## ACTIVITY
Copy out all the lines of the data that hold the word "until".

====== LISTED ENTRIES

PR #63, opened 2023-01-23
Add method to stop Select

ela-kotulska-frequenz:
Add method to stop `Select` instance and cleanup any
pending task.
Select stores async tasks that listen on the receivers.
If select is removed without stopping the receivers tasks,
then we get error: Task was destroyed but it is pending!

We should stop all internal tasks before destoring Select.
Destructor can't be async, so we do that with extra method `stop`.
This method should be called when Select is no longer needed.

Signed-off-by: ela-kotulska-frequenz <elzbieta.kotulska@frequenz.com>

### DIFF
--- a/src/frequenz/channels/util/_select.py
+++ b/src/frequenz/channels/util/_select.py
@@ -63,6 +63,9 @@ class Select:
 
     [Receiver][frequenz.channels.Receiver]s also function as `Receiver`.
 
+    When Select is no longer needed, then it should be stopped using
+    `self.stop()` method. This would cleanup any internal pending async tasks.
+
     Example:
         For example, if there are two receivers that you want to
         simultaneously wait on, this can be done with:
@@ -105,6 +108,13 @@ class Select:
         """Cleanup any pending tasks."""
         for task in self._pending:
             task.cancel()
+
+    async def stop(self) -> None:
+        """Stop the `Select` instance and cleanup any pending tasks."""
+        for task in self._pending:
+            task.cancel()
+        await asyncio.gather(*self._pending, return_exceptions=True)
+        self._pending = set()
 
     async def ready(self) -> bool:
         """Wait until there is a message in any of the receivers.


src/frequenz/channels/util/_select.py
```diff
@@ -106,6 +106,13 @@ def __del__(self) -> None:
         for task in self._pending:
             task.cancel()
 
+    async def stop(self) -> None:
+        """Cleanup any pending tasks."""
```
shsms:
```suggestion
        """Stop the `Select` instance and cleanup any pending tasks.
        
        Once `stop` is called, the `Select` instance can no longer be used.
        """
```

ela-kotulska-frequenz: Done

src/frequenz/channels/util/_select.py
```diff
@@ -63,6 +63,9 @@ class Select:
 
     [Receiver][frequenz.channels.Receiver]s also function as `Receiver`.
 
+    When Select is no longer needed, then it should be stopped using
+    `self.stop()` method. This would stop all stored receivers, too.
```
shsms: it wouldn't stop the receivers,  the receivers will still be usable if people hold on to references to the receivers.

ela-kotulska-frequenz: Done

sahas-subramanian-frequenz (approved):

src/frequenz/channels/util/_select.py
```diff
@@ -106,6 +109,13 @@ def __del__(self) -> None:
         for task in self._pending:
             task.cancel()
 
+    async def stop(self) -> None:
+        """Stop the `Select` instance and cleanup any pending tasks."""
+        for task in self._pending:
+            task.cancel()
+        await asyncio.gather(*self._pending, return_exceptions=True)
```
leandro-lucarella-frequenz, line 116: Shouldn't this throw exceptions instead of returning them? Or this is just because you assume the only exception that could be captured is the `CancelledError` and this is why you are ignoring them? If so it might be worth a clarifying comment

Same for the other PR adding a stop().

============
====== LISTED ENTRIES

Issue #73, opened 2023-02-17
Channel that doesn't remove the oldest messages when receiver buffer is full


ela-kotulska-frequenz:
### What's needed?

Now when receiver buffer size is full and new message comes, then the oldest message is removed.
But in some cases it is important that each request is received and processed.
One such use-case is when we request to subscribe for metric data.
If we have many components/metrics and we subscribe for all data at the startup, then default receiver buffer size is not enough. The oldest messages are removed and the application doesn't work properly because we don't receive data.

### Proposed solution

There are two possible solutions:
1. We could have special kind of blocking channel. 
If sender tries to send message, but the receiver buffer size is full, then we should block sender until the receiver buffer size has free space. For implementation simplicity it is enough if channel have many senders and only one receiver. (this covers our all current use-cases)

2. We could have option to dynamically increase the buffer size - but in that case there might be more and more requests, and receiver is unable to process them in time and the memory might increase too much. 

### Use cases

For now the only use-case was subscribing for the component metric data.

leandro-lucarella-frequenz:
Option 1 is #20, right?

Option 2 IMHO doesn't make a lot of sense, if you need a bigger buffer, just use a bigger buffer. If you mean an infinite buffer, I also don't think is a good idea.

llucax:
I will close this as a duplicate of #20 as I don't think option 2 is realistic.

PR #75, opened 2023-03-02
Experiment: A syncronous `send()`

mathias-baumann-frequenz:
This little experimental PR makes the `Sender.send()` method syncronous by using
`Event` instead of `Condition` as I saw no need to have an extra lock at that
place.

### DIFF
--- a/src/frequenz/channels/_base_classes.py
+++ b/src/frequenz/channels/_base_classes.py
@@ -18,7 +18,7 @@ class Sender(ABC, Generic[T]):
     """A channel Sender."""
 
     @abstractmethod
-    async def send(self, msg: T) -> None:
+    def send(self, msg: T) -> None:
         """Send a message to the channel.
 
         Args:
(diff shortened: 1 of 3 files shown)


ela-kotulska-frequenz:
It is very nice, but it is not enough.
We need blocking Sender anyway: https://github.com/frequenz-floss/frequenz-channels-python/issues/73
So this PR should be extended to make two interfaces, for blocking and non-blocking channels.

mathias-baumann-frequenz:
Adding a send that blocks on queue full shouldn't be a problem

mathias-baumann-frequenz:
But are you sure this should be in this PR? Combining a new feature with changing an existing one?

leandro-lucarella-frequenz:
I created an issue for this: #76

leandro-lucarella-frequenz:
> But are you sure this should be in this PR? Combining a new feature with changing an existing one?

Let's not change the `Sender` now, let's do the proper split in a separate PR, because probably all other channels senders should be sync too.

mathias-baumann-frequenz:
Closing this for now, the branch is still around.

============

## RESPONSE BELOW
         """Wait until there is a message in any of the receivers.
If sender tries to send message, but the receiver buffer size is full, then we should block sender until the receiver buffer size has free space. For implementation simplicity it is enough if channel have many senders and only one receiver. (this covers our all current use-cases)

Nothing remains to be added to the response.